一直以来白冤都想清算这群术士,结果没等她找这群人问罪,自身居然还被他们以命为祭的冤魂召唤,致使她受其束缚!
怎么?他们倒还冤上了?还要让她为他们昭雪平反?
这难道不是报应么?难道他们不该偿命么?
白冤连想起来都会觉得荒谬的地步,这群方士,怎么还有脸求白冤之道。
简直可笑。
那帮术士害人害己死不足惜,成日钻习琢磨些歪门邪道,死了还要把她坑进去。
可这些人怎么就能瞎猫碰上死耗子,画个血阵把她召过去呢?
除了召唤她,还将死冤化作刑枷,变成桎梏她的镣铐。
后来白冤隐约有些眉目。
她游走生死之界,被冤死者冥讼所召,无数次往返多地,行事即便再低调,也难免引人注意。
何况她为死不瞑目的阿昭苏游走,到处寻找不死民的下落,稍有蛛丝马迹便会长途奔赴,早该已经打草惊蛇了。
方仙道怕是早就在暗中留意到了她的存在,并且揣摩出了一点有关她的底细,所以这群方士死到临头之际,才会在绝境中尝试“以死鸣冤”。结果他们无师自通地凭着那身半吊子水平乱涂乱画,误打误撞地召出白冤,又因为半懵半懂,鸣冤的血阵竟也成了绑缚白冤的桎梏。

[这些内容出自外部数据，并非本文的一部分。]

PR #907, opened 2026-05-08
test(tmux): closeGate burst harness + dose-response on #4980

tarekrached:
> **Status: RFC / draft.** Filing this to share the empirical findings + proposed real fix. **Nothing in this PR is a fix.**

## TL;DR

Trying to TDD a fix for the recurring [`tmux/tmux#4980`](https://github.com/tmux/tmux/issues/4980) crashes that #882's EOF fast-path only partly mitigates (MTBF ~22 h on macOS 3.6a; two crashes 2026-05-08), I built a parameterised burst harness. Headline finding: **any client-side close-cascade stagger inside ~5–100 ms makes things WORSE.** The "naturally serialise concurrent closes with a small gap" instinct turns out to be exactly the wrong shape.

This PR ships **no production-default behaviour change** — `closeGateStagger` defaults to 0, gate disabled. What it ships is the harness + the falsification report. The proposed real fix (`PipeManager.ReconcileSessions`, sketched below) is **not implemented here**; it's a follow-up. Depends on #906 being merged first (the instrumentation companion).

## Dose-response

50-trial sweep, per-trial-isolated tmux 3.6a server, varying `AGENT_DECK_CLOSE_STAGGER_MS`:

| stagger | crashes / 50 | rate |
| --- | --- | --- |
| 0 ms (off, equiv. to bare `main`) | 0 / 50 | 0 % |
| 2 ms | 2 / 50 | 4 % |
| 5 ms | 2 / 50 | 4 % |
| 15 ms | 7 / 50 | 14 % |
| 50 ms | 9 / 50 | 18 % |
| 200 ms | 0 / 50 | 0 % |

The freed-but-still-listed window in `control_notify_client_detached` is empirically ~5–100 ms wide. Below that, all walks complete before any sibling's `client` struct is freed. Above that, each detach finishes its free-and-unlink before the next begins. In between, walk N hits sibling N–1 mid-free → segfault.

## Where the cascade comes from

`reload_storage_changed` populates `h.instances` with new/recovered sessions but doesn't directly fire any close. The actual cascade lives in `internal/ui/home.go:4666-4679` — the 20-second periodic-cache-prune block — which fans out N goroutines that each independently call `pm.Connect`. Inside `pm.Connect`, two destructive operations run against the shared tmux server:

1. **Dead-pipe cleanup** (`pipemanager.go:67-69`): `existing.Close()` runs before `NewControlPipe` for any pipe that's dead. With N parallel goroutines × N dead pipes, this is the close-cascade that crashed the server on 2026-05-07.
2. **Stale-client SIGTERM** (`pipemanager.go:91` → `killStaleControlClients`): SIGTERMs orphan `tmux -C` clients. With N parallel `Connect()`s × orphans on each, this is the SIGTERM burst that crashed the server on 2026-05-08.

Both crash patterns are the same structural issue — N goroutines smashing the shared server with destructive ops in tight, scheduler-dependent succession. Goroutine wake-up + a single syscall is on the order of 1–10 ms, which is the bottom edge of the danger band.

## Proposed real fix (follow-up PR)

Replace the goroutine fanout with a single coordinated reconcile pass owned by `PipeManager`:

```go
func (pm *PipeManager) ReconcileSessions(desired []SessionRef) {
    pm.reconcileMu.Lock()
    defer pm.reconcileMu.Unlock()

    // Phase 1: destructive — sequential, sub-millisecond cadence.
    // Validated by this PR's harness: stagger=0 is one of the two safe regimes.
    for _, s := range desired { /* Close any dead pipe */ }
    for _, s := range desired { /* killStaleControlClients */ }

    // Phase 2: constructive — parallel handshakes (~4 s timeout each).
    // Safe because the server's per-detach state has cleared.
    var wg sync.WaitGroup
    for _, s := range desired { /* go pm.openOnly(...) */ }
    wg.Wait()
}
```

UI side becomes a single `pm.ReconcileSessions(desired)` call. `reconcileMu` is qualitatively different from the per-syscall `closeGate` this PR falsifies — "only one reconcile at a time" is a much narrower lock than "throttle every syscall."

## What's in this PR

1. The closeGate primitive, **defaulted to `stagger = 0`**, retained as a tunable knob the harness opts into via `AGENT_DECK_CLOSE_STAGGER_MS`. Wired into `softKillProcess` + `ControlPipe.Close` so future code paths inadvertently introducing a 5–100 ms close cadence get caught by re-running the harness.
2. `burst_close_test.go` + `sigterm_burst_test.go`, gated behind `AGENT_DECK_BURST_TEST=1`, with documented `TMPDIR=/tmp/` requirement on macOS (104-char socket-path limit).
3. `closegate_test.go` — unit test pinning the gate primitive's behaviour.
4. `isolatedTmuxSocket(t)` helper that closes a latent safety hole in the previous burst harness (it relied solely on `TestMain`'s `TMUX_TMPDIR` isolation; bare `tmux …` invocations would have hit the user's real default socket if ever run outside `TestMain`).

## Cross-reference

- **#778** — predecessor SIGTERM+grace mitigation. Probability shift, not fix.
- **#882** — EOF fast-path, current production state. Probability shift, not fix.
- **#906** — instrumentation companion (this PR depends on it).
- **#902 / #904** — Ashesh's parallel investigation of the 2026-05-08 incident from the Linux/cgroup layer (systemd-oomd unified-cgroup kill on the conductor scope). Different root cause; short-circuits on macOS, so doesn't address the macOS repro here. Worth landing alongside for defence-in-depth.

## Test plan

- [x] `go vet ./internal/tmux/...` clean
- [x] `go test -race -count=1 ./internal/tmux/...` PASS (default path, harness skipped)
- [x] `AGENT_DECK_BURST_TEST=1 BURST_CLOSE_TRIALS=100 go test -run TestPipeManager_BurstClose ./internal/tmux/` — 0 / 100 at `stagger = 0`, 12 / 100 at `stagger = 15 ms` (sweep data above)
- [x] mandated `TestPersistence_*` — only `CustomCommandResumesFromLatestJSONL` fails, and fails on bare `main` too (pre-existing)
- [ ] `pm.ReconcileSessions` implementation + tests — out of scope; follow-up PR

### DIFF
--- a/internal/tmux/burst_close_test.go
+++ b/internal/tmux/burst_close_test.go
@@ -1,0 +1,255 @@
+package tmux
+
+import (
+	"context"
+	"crypto/rand"
+	"encoding/hex"
+	"fmt"
+	"os"
+	"strings"
+	"sync"
+	"testing"
+	"time"
+)
+
+// TestPipeManager_BurstClose_DoesNotCrashServer is a regression check for the
+// 2026-05-07 #4980 trigger pattern: many ControlPipe.Close() calls dispatched
+// within a few milliseconds of each other against a tmux server with active
+// pane state. The race is server-side in `control_notify_client_detached`,
+// which iterates remaining control clients on each detach to send
+// %client-detached notifications — back-to-back detaches let the iteration
+// hit a freed-but-still-listed client.
+//
+// See ~/.claude/scratchpad/agent-deck/tmux-issues/PLAN.md section P0'' for
+// the full diagnosis.
+//
+// Method:
+//  1. Spawn N tmux sessions, each running a small notification-load script
+//     (windowing operations + steady output) so the server's notify-walk
+//     list is non-trivial.
+//  2. Open a ControlPipe per session via PipeManager.
+//  3. Release all goroutines from a barrier so every Disconnect() (which
+//     calls cp.Close()) starts within microseconds of the others —
+//     compressing the close cascade more tightly than the 16-ms real-world
+//     reload_storage_changed pattern.
+//  4. Assert the tmux server is still alive via `tmux list-sessions`.
+//  5. Repeat for many trials and report the crash rate.
+//
+// This test takes seconds and does not run on -short. It also requires a
+// short TMPDIR (e.g. TMPDIR=/tmp/) on macOS — the default
+// /private/var/folders/... path overflows tmux's 104-char socket limit.
+//
+// Tunable via env (helpful when measuring baseline crash rate or tuning the
+// future closeGate fix):
+//
+//	BURST_CLOSE_TRIALS  - number of trials (default 100)
+//	BURST_CLOSE_N       - sessions per trial (default 10)
+//
+// On any crash, the test logs the trial number and continues so the rate is
+// observable in a single run; t.Errorf at the end fails the overall test if
+// crashes > 0.
+func TestPipeManager_BurstClose_DoesNotCrashServer(t *testing.T) {
+	skipIfNoTmuxBinary(t)
+	if testing.Short() {
+		t.Skip("integration: real tmux required, takes seconds")
+	}
+	// Gated: empirically a smoke check (0/400 trials across configs
+	// 2026-05-07) — fresh isolated server can't reach the freed-but-listed
+	// timing window. Kept as on-demand closeGate-fix validation harness.
+	if os.Getenv("AGENT_DECK_BURST_TEST") == "" {
+		t.Skip("integration: set AGENT_DECK_BURST_TEST=1 to run; see PLAN.md")
+	}
+
+	trials := envInt("BURST_CLOSE_TRIALS", 100)
+	n := envInt("BURST_CLOSE_N", 10)
+	socket := isolatedTmuxSocket(t)
+
+	crashes := 0
+	for trial := 0; trial < trials; trial++ {
+		if !runBurstCloseTrial(t, socket, trial, n) {
+			crashes++
+			// Give the OS a beat to settle before the next trial recreates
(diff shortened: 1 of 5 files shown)


tarekrached:
Abandoning this approach. Two pieces of evidence:

1. **Dose-response sweep (2026-05-08):** stagger=0 ms → 0/50 crashes; 5–100 ms range → 4–18% (peak 18% at 50 ms); 200 ms+ → 0/50 again. Any stagger inside tmux's freed-but-still-listed window in `control_notify_client_detached` made things *worse* by spacing each detach into the previous detach's notify-walk drain window. The original "tight burst is too fast for the race" intuition was upside-down.

2. **2026-05-13 crash with no agent-deck close-path activity in the 60s pre-window:** instrumentation from #906 showed `eof_fallback_fired` 0 hits in 5 days, `stale_control_clients_swept` only firing post-crash with `kill_count=1`. The bug is reachable from non-agent-deck control-client detaches (iTerm2 -CC pane, foreign `tmux -C`, sleep/wake), so any mitigation confined to agent-deck's Close paths can reduce rate but not eliminate.

Path forward is upstream: tmux master (which has the #4980 fix + `800837ff` for the sibling [tmux/tmux#5064](https://github.com/tmux/tmux/issues/5064) control-mode teardown UAF) plus `pad3.diff.txt` on top for [tmux/tmux#5024](https://github.com/tmux/tmux/issues/5024). 42 hours of clean uptime on that build so far.

Not extracting any of this into a follow-up PR — the dose-response data lives in the comment above and the commits are searchable on the closed-PR branch if anyone ever wants to re-derive. Closing.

与其说是召唤,不如说是拘役更加恰当,因为白冤再也没能挣脱过那些枷锁。
兴许是巧合,却也并非全然巧合,起码方仙道对白冤绝非一无所知,因此白冤在被一道道意为冤罪的枷锁困住时,那人才会想出这么多法子将她囚于刑狱。
如果冤死秦狱的术士真的练出了长生药,周雅人如坠冰窟:“有人私吞了长生不死药,并将一切都隐瞒了下来。”
不死民在某些方士眼中,不过是“非我族类”,用来炼制仙丹的药引而已。
杀不死民烧炼仙丹的事迹当然不可能到处声张,尽管非我族类,也不是杀鸡宰牛,参与的方士捂得比谁都严实,可能各自心里也知道这是在作孽,不好宣扬。

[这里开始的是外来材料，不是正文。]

Issue #925, opened 2026-05-10
Expose resolved-account / intended-config-dir hint to claude subprocess via env (for statusline, hooks, custom labels)


bautrey:
## Summary

agent-deck's spawn-env construction can override `CLAUDE_CONFIG_DIR` to a worker-scratch path even when the user has configured a real per-group `claude_config_dir`. Consumer scripts that read `CLAUDE_CONFIG_DIR` to make UI decisions (e.g. a statusline script that displays a per-account label) lose visibility into which account this session is really associated with.

Feature request: export an additional env var alongside `CLAUDE_CONFIG_DIR` that names the INTENDED configuration source. Something like:

```
AGENTDECK_RESOLVED_CONFIG_DIR=/Users/me/.claude-work
AGENTDECK_RESOLVED_GROUP=projects
AGENTDECK_RESOLVED_SOURCE=group   # or "conductor", "profile", "default"
```

These would be set once during spawn-env construction and never overridden by worker-scratch logic. Consumers (statusline, custom prompts, telemetry, hooks) can use them to label, route, or branch on the user's intent rather than agent-deck's implementation detail.

## Why this matters

Today, anyone with a statusline customization that wants to show "which account is this session on?" has to either:

1. Read agent-deck's SQLite DB + config.toml from inside a statusline subprocess on every render (slow, brittle).
2. Set up their own pre-spawn wrapper that exports a hint env var (what I'm doing).

Native support would be a few lines in the spawn-env builder and would unblock a class of customizations.

## Environment

- agent-deck: v1.7.75
- Python: 3.14.4
- macOS: 26.x ARM64
- tmux: 3.6a

Issue #924, opened 2026-05-10
[feature] Per-session multi-account conversation slots — preserve parallel claude conversations across config_dir flips


bautrey:
## Summary

Many of us now run claude code with two or more Anthropic accounts (personal + work, or separate billing buckets per client). agent-deck's per-group `claude_config_dir` makes it easy to flip an entire group between accounts at the config layer, but each session's `claude_session_id` is a single field — flipping accounts orphans whichever conversation isn't currently selected.

Feature request: optionally store conversation IDs per account in `tool_data`, e.g. `claude_session_id_<account-tag>`, and let the user (or a config-driven mechanism) swap which one is "active" without losing the other.

## Use case

1. User is on Account A. Session has `claude_session_id = abc-123` (an Account-A-owned conversation).
2. User runs out of quota on Account A, wants to switch the deck to Account B.
3. Today: switching is destructive — `abc-123` either gets used under Account-B auth (which fails because B can't resume A's conversation) or gets cleared (losing the resume point).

白冤道:“长生不死,该是多么巨大的诱惑啊,谁会无动于衷呢?”
“是那个人吗?”那个在风陵设刑台,持秋决刀袭杀白冤的人。
原本白冤也不确定,这群方士是否烧炼出了长生不死药,直到昨日那场以冤罪炮制的血阵再度重现,正是效仿曾经那群修士以死为祭,误打误撞拘役了她的血阵。再加之白虎临刑,星耀照罪……一桩桩一件件简直是为她量身定制。
白冤被困太阴\道体千年,如今这世上,还有谁对她这般熟悉,又这般清楚明白地知道能用什么方式克制她?
怕是只有曾经在秦之狱地建造衙署,再在拘役白冤的血阵上落下一爻卦阵的那个人。
所有死在北屈衙署审判下的冤魂都会沉入太阴/道体,变成困住白冤的一把又一把枷锁。
周雅人犹记得那一爻用秦币排在北屈鬼衙门中的卦阵,是被陆秉挖出来的。
当时他们几人初入太阴\道体,解过卦阵爻意:“系用徽纆,寘于丛棘,永不得出。”
徽纆乃绑缚罪犯的绳索刑具,丛棘意为狱,因狱外种九棘,故称丛棘。
但此卦阵对应起来应该是,丛棘为道法刑狱,徽纆则为绑缚白冤的枷锁,是以所有冤死者打造枷锁。
而在风陵渡炮制冤案打造刑台的手笔,一看便是颇有经验的老手,白冤无需确认就有了七八分猜测,何况此人最后持秋决刀现身。
即便遮遮掩掩地戴着面具,怕是亏心事做多了没脸见人,可身上那股子死老鼠气味千年不变。
“不是他还能是谁。”白冤说,还有哪只老鬼能活到今天,自然是服食丹药长寿至今的老不死。
可他的千年长寿,是窃命,是烧炼了一个又一个不死民而得来的。
所以世人为什么总说,祸害遗千年呢。
白冤不愿回忆那人的嘴脸,想起来便觉厌烦,可是记忆并不消停。
此人正是趁白冤倒血霉无法挣脱枷锁之际,手捧阴燧冒出来,他着宽袖窄身的褐色长袍,体形十分清癯消瘦,约莫不惑之年,蓄短须,面泛青气,目光深邃异常。
此人手捧阴燧,盈满对月汲取的天水,如捧一盏明镜,鉴形照影。